### INSTRUCTIONS TO FOLLOW
An identical copy of all the entries is the required result.

### SOURCE DATA
PR #5749, opened 2016-05-26
[RFR] Feature/fix locking by moving tasks to celery [OSF-6294]

cwisecarver:
## Purpose

This should fix tasks locking user objects in mongo. 

## Changes

It adds the ability for the postcommit handler decorator to make tasks run in celery instead of running postcommit, inside or after the request. It also decorates several tasks that were causing locks.

## Side effects

If celery is down or backed up some of the tasks may be delayed to the point that users may notice the discrepancy in their activity counters.

## Ticket
This is a second pass at fixing OSF-6294 without so many side effects.

https://openscience.atlassian.net/browse/OSF-6294

### DIFF
--- a/website/notifications/utils.py
+++ b/website/notifications/utils.py
@@ -1,5 +1,6 @@
 import collections
 
+from framework.postcommit_tasks.handlers import run_postcommit
 from modularodm import Q
 from modularodm.exceptions import NoResultsFound
 
@@ -8,6 +9,10 @@ from website.notifications import constants
 from website.notifications import model
 from website.notifications.model import NotificationSubscription
 from website.project import signals
+
+from framework.celery_tasks import app
+from framework.celery_tasks.handlers import queued_task
+from framework.transactions.context import transaction
 
 
 class NotificationsDict(dict):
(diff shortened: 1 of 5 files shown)


brianjgeiger:
If you're queueing the request, does it need to be post-commit now?

brianjgeiger:
Discussed in person. I'm not doing a real code review, but the conceptual issues seem good to me.

website/notifications/utils.py
```diff
@@ -69,6 +72,12 @@ def remove_contributor_from_subscriptions(node, user):
 
 @signals.node_deleted.connect
 def remove_subscription(node):
+    remove_subscription_task(node._id)
+
+@run_postcommit(once_per_request=False, celery=True)
+@app.task(max_retries=5, default_retry_delay=60)
```
sloria: Why was this changed to be celery task?

cwisecarver: Because it was causing transactions to lock and fail on bulk api requests. The main point of this PR is switching three functions to run as celery tasks to work around the locking issue. I would switch the entirety of the postcommit handler to do that but the varnish purging tasks need to run after the transaction is committed but prior to the response being sent to the user so they have to run directly after the database commit.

### EXERCISE OUTPUT
PR #5749, opened 2016-05-26
[RFR] Feature/fix locking by moving tasks to celery [OSF-6294]

cwisecarver:
## Purpose

This should fix tasks locking user objects in mongo. 

## Changes

It adds the ability for the postcommit handler decorator to make tasks run in celery instead of running postcommit, inside or after the request. It also decorates several tasks that were causing locks.

## Side effects

If celery is down or backed up some of the tasks may be delayed to the point that users may notice the discrepancy in their activity counters.

## Ticket
This is a second pass at fixing OSF-6294 without so many side effects.

https://openscience.atlassian.net/browse/OSF-6294

### DIFF
--- a/website/notifications/utils.py
+++ b/website/notifications/utils.py
@@ -1,5 +1,6 @@
 import collections
 
+from framework.postcommit_tasks.handlers import run_postcommit
 from modularodm import Q
 from modularodm.exceptions import NoResultsFound
 
@@ -8,6 +9,10 @@ from website.notifications import constants
 from website.notifications import model
 from website.notifications.model import NotificationSubscription
 from website.project import signals
+
+from framework.celery_tasks import app
+from framework.celery_tasks.handlers import queued_task
+from framework.transactions.context import transaction
 
 
 class NotificationsDict(dict):
(diff shortened: 1 of 5 files shown)


brianjgeiger:
If you're queueing the request, does it need to be post-commit now?

brianjgeiger:
Discussed in person. I'm not doing a real code review, but the conceptual issues seem good to me.

website/notifications/utils.py
```diff
@@ -69,6 +72,12 @@ def remove_contributor_from_subscriptions(node, user):
 
 @signals.node_deleted.connect
 def remove_subscription(node):
+    remove_subscription_task(node._id)
+
+@run_postcommit(once_per_request=False, celery=True)
+@app.task(max_retries=5, default_retry_delay=60)
```
sloria: Why was this changed to be celery task?

cwisecarver: Because it was causing transactions to lock and fail on bulk api requests. The main point of this PR is switching three functions to run as celery tasks to work around the locking issue. I would switch the entirety of the postcommit handler to do that but the varnish purging tasks need to run after the transaction is committed but prior to the response being sent to the user so they have to run directly after the database commit.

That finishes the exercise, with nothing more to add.